You've hit the nail on the head about wanting to avoid multiple calls to optim(), that's how I got thinking about this in the first place. Unfortunately, that's really my motivation for wanting to combine these into a single data frame as well.

I don't really follow the notion of grouping the data by model. The data is grouped by dataset, e.g. I have 10 datasets of timeseries data say. I want to fit each model to each of the datasets, so I define my own function

f <- function(df, ...){

    model1 <- optim(init1, model1_function, df, ...)
    model2 <- optim(init2, model2_function, df, ...)
    model3 <- optim(init3, model3_function, df, ...)

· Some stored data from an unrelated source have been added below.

PR #2026, opened 2020-02-27
Unfuzz Times

### LINKED ISSUE #815: Unfuzz some fuzzy times (e.g. >30 days, >1 year)
As a result of [this discussion on discuss.flarum](https://discuss.flarum.org/d/1776-display-full-date-in-post-header-of-posts-older-than-30-days). 

Quoting @tobscure:

> <30 days = relative time ago
> <1 year = Day Month, no year
> [_greater than_ symbol here because Markdown is a PITA]1 year = Day Month Year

   # create some data.frame summarizing the outputs of all models
  rbind(cbind(tidy(model1), glance(model1)),
           cbind(tidy(model2), glance(model2)),
           cbind(tidy(model3), glance(model3)))

}

and then doing:

df %>% group_by(dataset) %>% do(f(.)) -> fits

Perhaps it is more elegant to have a separate do call for each model; followed perhaps by inner_joins for each model and then rbind the resulting data.frames for each model together, but I was hoping for a workflow that abstracted away more of the joining. Maybe I'm just not thinking about this in the right way.

I agree that including one-value-per-model elements as repeated values in columns really isn't great.
Maybe this highlights why initially I imagined structuring a table with parameters, convergence and likelihood as columns instead of the cbind shown above, it would return one row per model per dataset.

from broom.

dgrtwo avatar dgrtwo commented on August 20, 2024

While I'm still developing my own approach to such problems, my general strategy is

  1. Develop a function that takes only numeric/character inputs.
  2. Use expand.grid to get all combinations of input parameters
  3. Group by all the input parameters and use do.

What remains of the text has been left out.